La sveglia qui suona prima di quella di Valerio, alle 6, per i prelievi di routine e il martedì per il buco necessario per i fattori di coagulazione (è l’unica occasione in cui non viene utilizzato il cvc o altrimenti detto catetere venoso centrale). Dopo la doccia, il cambio abiti e la terapia, mi hanno chiamata per andare in clinica chirurgica per l’inserimento appunto del cvc. E allora sì che il cuore ha iniziato a dar di matto e la testa a dolere per la tensione. Tutta bardata con i soliti indumenti più il camice azzurro caloroso, ho fatto il viaggio in ambulanza e sono stata parcheggiata nel solito corridoio. Fortunatamente il dottore mi ha fatto entrare subito e ha iniziato il suo iter con i rischi legati all’impianto (il più immediato lo pneumotorace nell’eventualità che avesse toccato la pleure) e la mia apparente calma si è trasformata in ansia vera e propria. Le sue casistiche basate sulle miriadi di impianti fatti non potevano nulla… nessun effetto lenitivo sulle mie extrasistole aumentate di numero. Con l’anestesia locale non ho sentito niente ma non mi muovevo per paura di indurlo in errore e non parlavo per timore di distrarlo. Quando ha insistito perché parlassi l’ho investito di domande. Ho scoperto che il cvc è posizionato all’interno del cuore (meglio non saperle certe cose!) e mi ha spiegato che le terapie non lo danneggiano perché i farmaci vengono immediatamente mandati in circolo, ciò che non avviene nel torrente periferico. Però è inquietante sapere di avere un tubo nel cuore!! Una volta applicato alcuni punti di sutura, non so se a punto croce o a mezzo punto, l’intervento è finito e sono rimasta in attesa dell’ambulanza per circa mezz’ora. Mi ha colpito ciò che mi ha detto il dottore: “ce la devi fare perché si vede che sei una ragazza forte” e il gesto che ha fatto subito dopo mettendomi la sua mano calda sulla testa mi ha in un certo modo rincuorata. Prima di lasciarmi, imprecando perché ancora nessuno veniva a recuperarmi, ha aggiunto: “che Dio ti protegga”.

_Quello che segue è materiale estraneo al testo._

PR #2613, opened 2026-04-13
fix(llm): respect user's LLM_MAX_COMPLETION_TOKENS setting

Vasilije1990:
## Summary
- Uses `min(model_max, user_max)` instead of unconditionally preferring litellm's `model_cost["max_tokens"]`
- User's `LLM_MAX_COMPLETION_TOKENS` now acts as a ceiling; litellm's value only guards against exceeding the model's hard limit
- Fixes silent config override that caused Anthropic SDK to raise `ValueError("Streaming is required for operations that may take longer than 10 minutes")`

## Root cause
For `claude-haiku-4-5-20251001`, litellm's `model_cost` reports `max_tokens = 64000`. The previous logic used this unconditionally, ignoring the user's `.env` setting (e.g., `LLM_MAX_COMPLETION_TOKENS=4096`). The Anthropic SDK then computed a 1800-second timeout from the inflated token count, triggering its streaming-required safety check.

Finalmente…l’ambulanza e i soliti sguardi indiscreti e fuggevoli della gente in corridoio che osservano una barellata giovane e bardata in modo insolito!
L’ora di pranzo ormai… ho mangiato tutto intiepidito; non che caldo fosse migliore! Con le mie innumerevoli intolleranze a causa dei miei cari amici eosinofili i miei piatti sono tutti sbiaditi e il menù per me prevede sempre: riso o pasta all’olio e minestrina come primi, pollo lesso o arrosto, fettina o medaglione di manzo ai ferri (e giustamente anche poco cotti) come secondi e frutta cotta o purea come dolce! Ah, dimenticavo pane e acqua, rigorosamente naturale.
Dopo pranzo un po’ di tv giusto per passare un po’ il tempo e un sonnellino arrivato più per noia che per stanchezza, visto che il mio pc non può essere connesso alla rete internet ospedaliera per chissà quale arcano motivo. Mi sento isolata da tutti e dal mondo di amici che si sono dotati di webcam per farmi sentire meno sola. Tutto ciò in attesa del pasto delle sei e dell’ora del passo…ah già…non aspetto nessuno perché Valerio non potrà venire per una settimana (fino a sabato) per aver fatto il vaccino antinfluenzale e nemmeno mina e pino influenzati… e meno male dovevano essere loro la mia forza!
Ora sono qui sola col mio pc e la mia musica e alle nove di sera non so già più che fare… A domani!